CHAPTER 7: SEE THE NEED; TOUCH THE HURT

Questions for Discussion

1. “Human hurt is not easy on the eye.” Tell of a time you encountered suffering that was painful to observe. Describe a time you were hurting and someone made you think he or she really saw you.

2. What does it communicate to people in need, especially those who are not beautiful, when you look directly at them, into their eyes?

3. Take note of each meaningful touch you find in the following miracles of Jesus: Matthew 9:20–22; Mark 1:40–45; Mark 7:32–35; Luke 8:51–55; Luke 13:11–13; John 9:1–7. Did Jesus need to touch people to heal them? Why do you think some form of touch was part of each healing?
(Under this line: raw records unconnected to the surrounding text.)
PR #528, opened 2019-09-14
stakepoold: Add shutdown context

JoeGruffins:
A struct channel was used in order to signal shutdowns. This changes
that to a context.Context that we can spawn new contexts from. Abstracts
the task to a seperate file signal.go

This is pretty much a copy/paste from dcrd and dcrwallet.  This gives us a base context to spawn new contexts off of.

One difference is that the name "ctx" is taken. Can we rename all "ctx" to something else?

Also, no idea what to do with the copyrights. Help me out.

### DIFF
--- a/backend/stakepoold/server.go
+++ b/backend/stakepoold/server.go
@@ -5,15 +5,16 @@
 package main
 
 import (
+	"context"
 	"encoding/gob"
 	"errors"
 	"fmt"
 	"io/ioutil"
 	"os"
-	"os/signal"
 	"path/filepath"
 	"reflect"
 	"strings"
+	"sync"
 	"time"
 
 	"github.com/decred/dcrd/chaincfg"
@@ -117,7 +118,10 @@ func deriveChildAddresses(key *hdkeychain.ExtendedKey, startIndex, count uint32,
 	return addresses, nil
 }
 
-func runMain() error {
+func runMain(shutdownContext context.Context) error {
+	// WaitGroup to pass around and wait, after shutdown signal is received,
+	// for goroutines to safely stop.
+	wg := new(sync.WaitGroup)
 	// Load configuration and parse command line.  This function also
 	// initializes logging and configures it accordingly.
 	loadedCfg, _, err := loadConfig()
@@ -155,7 +159,7 @@ func runMain() error {
 	rpcclient.UseLogger(clientLog)
 
 	var walletVer semver
-	walletConn, walletVer, err := connectWalletRPC(cfg)
+	walletConn, walletVer, err := connectWalletRPC(shutdownContext, wg, cfg)
 	if err != nil || walletConn == nil {
 		log.Infof("Connection to dcrwallet failed: %v", err)
 		return err
@@ -214,7 +218,6 @@ func runMain() error {
 		PoolFees:               cfg.PoolFees,
 		NewTicketsChan:         make(chan rpcserver.NewTicketsForBlock),
 		Params:                 activeNetParams.Params,
-		Quit:                   make(chan struct{}),
 		SpentmissedTicketsChan: make(chan rpcserver.SpentMissedTicketsForBlock),
 		UserData:               userData,
 		UserVotingConfig:       userVotingConfig,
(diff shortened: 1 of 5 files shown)


backend/stakepoold/signal.go
```diff
@@ -0,0 +1,54 @@
...
+package main
+
+import (
+	"context"
+	"os"
+	"os/signal"
+)
+
+// shutdownSignaled is closed whenever shutdown is invoked through an interrupt
+// signal or from an JSON-RPC stop request.  Any contexts created using
```
JoeGruffins: this json-rpc bit doesn't belong

backend/stakepoold/signalsigterm.go
```diff
@@ -0,0 +1,16 @@
+// Copyright (c) 2016 The btcsuite developers
+// Use of this source code is governed by an ISC
+// license that can be found in the LICENSE file.
+
+// +build darwin dragonfly freebsd linux netbsd openbsd solaris
```
jholdstock: I asked you this question on Matrix, but reposting here for posterity.

> how did you identify that we need this? because I notice that has been newly added and there was nothing doing that before your PR

JoeGruffins: Was a copy paste from wallet/dcrd and had not looked into its necessity. Since this is meant to run on linux, and we already had the working and tested signal.Notify(c, os.Interrupt) I will just use that. If this init turns out to be necessary, it can easily be added later.

backend/stakepoold/server.go
```diff
@@ -338,27 +337,10 @@ func runMain() error {
...
-		close(ctx.Quit)
-	}()
-
 	ctx.Wg.Add(3)
-	go ctx.NewTicketHandler()
-	go ctx.SpentmissedTicketHandler()
-	go ctx.WinningTicketHandler()
+	go ctx.NewTicketHandler(shutdownContext.Done())
+	go ctx.SpentmissedTicketHandler(shutdownContext.Done())
+	go ctx.WinningTicketHandler(shutdownContext.Done())
```
itswisdomagain: Should be possible for each of these methods to create their own shutdownContext using `withShutdownCancel`, otherwise this isn't much different from what we currently have.

backend/stakepoold/server.go
```diff
@@ -377,18 +359,25 @@ func runMain() error {
 		}()
 	}
 
-	// Wait for CTRL+C to signal goroutines to terminate via quit channel.
+	// Wait for CTRL+C to signal goroutines to terminate
+	<-shutdownContext.Done()
```
itswisdomagain: If my previous comment is applied, we'd only need to `ctx.Wg.Wait()` here without waiting for the `shutdownContext` to be canceled.

Actually, waiting for this `shutdownContext` to be canceled isn't relevant either ways, since we'll still have to wait for the waitgroup counter to return to 0; and each of the goroutines that decrement the waitgroup counter do so only after the `shutdownContext` is canceled.

If there's something we should do here, is make the waitgroup counter increment whenever a shutdown context is created, then ensure that each method that creates and uses a shutdown context decrements the waitgroup after performing any necessary cleanups on receiving the context cancelation signal. Then here, we  only wait for the waitgroup counter to decrement to 0.

backend/stakepoold/server.go
JoeGruffins: It is the same. This is about readability and standardization.

itswisdomagain: Oh, I see. We could go the extra mile and have those 3 methods and any other method that requires a context, create their own shutdownContext using `withShutdownCancel`. What do you think?

JoeGruffins: hmmm, idk. Would that be better? I'll look a little more into when the other decred repo's might spawn a new context. When I say standardization, I mostly mean what wallet and dcrd are doing. I think there a lot of good ideas that have developed that we could make use of.  Although this particular refactor has been around since btcd apparently, just without the context. It was just a channel at first. 
https://github.com/decred/dcrwallet/commit/b145868a4bc5e8bd9fec82afc0a806e0d2529f67#diff-dca9e25a1ecb5a565b1bf9142c755f71

backend/stakepoold/signal.go
```diff
@@ -0,0 +1,51 @@
+// Copyright (c) 2013-2014 The btcsuite developers
```
jholdstock: Add on line 2:

```
// Copyright (c) 2019 The Decred developers
```

JoeGruffins:
So, I went a little farther. Let me know what you think, I can always pop off the last commit.
Move waitgroup to the server.  This is done because It's the server waiting, and I think it works well to put the wg there.
Pass the waitgroup around by reference.  This isn't something I've seen done, but it makes sense to me.  The wg.Add(1) should be called right before whatever go func it's waiting on, and then that funk needs to notify when done.
If we make it a rule then we can take out that one line that was kinda useless as @itswisdomagain pointed out.

And then pass the context instead of the channel.  I'm kinda torn here, as we could just pass the channel, but it doesn't hurt to pass the entire context, does it? Anyway, I like it like this.  Also wires the autoreconnect to watch the shutdown context's done channel, and removes the need to call stop.

JoeGruffins:
Not sure what this travis error is all about.

chappjc:
Restarting the build won't help in this case. Go 1.13 now validates all pseudo version strings. gitea specified too much one dep's commit hash.

You'll have to put a replace statement:

```
replace github.com/go-macaron/cors v0.0.0-20190309005821-6fd6a9bfe14e9 => github.com/go-macaron/cors 6fd6a9bfe14e
```

JoeGruffins:
@chappjc Thank you!!

backend/stakepoold/server.go
jholdstock: With the latest changes which have been pushed, I think the wait for shutdownContext is now redundant and can be removed. There is no harm in keeping it there, but it is not necessary. Do you concur @itswisdomagain @JoeGruffins ?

4. Peter and John gave more than the money the crippled beggar asked for in Acts 3. What resources do you have—beyond money—that you could give to people in need?

5. For Peter and John the strategy of kind eyes meeting desperate ones and strong hands helping weak ones unleashed a miracle of God. How could you live out this strategy?

Ideas for Action

• Take time this week to look people in their eyes. When you talk to someone you know is needy, maintain eye contact with him or her much longer than you normally would. Reflect on how this helps you really see people’s needs in a new way. It will have greater impact if you keep a journal or write a summary at the end of the week, describing how this experiment affected your perspective.

• This week, go out of your way to visit a person in need. When someone you know is in the hospital, visit that person to show you care.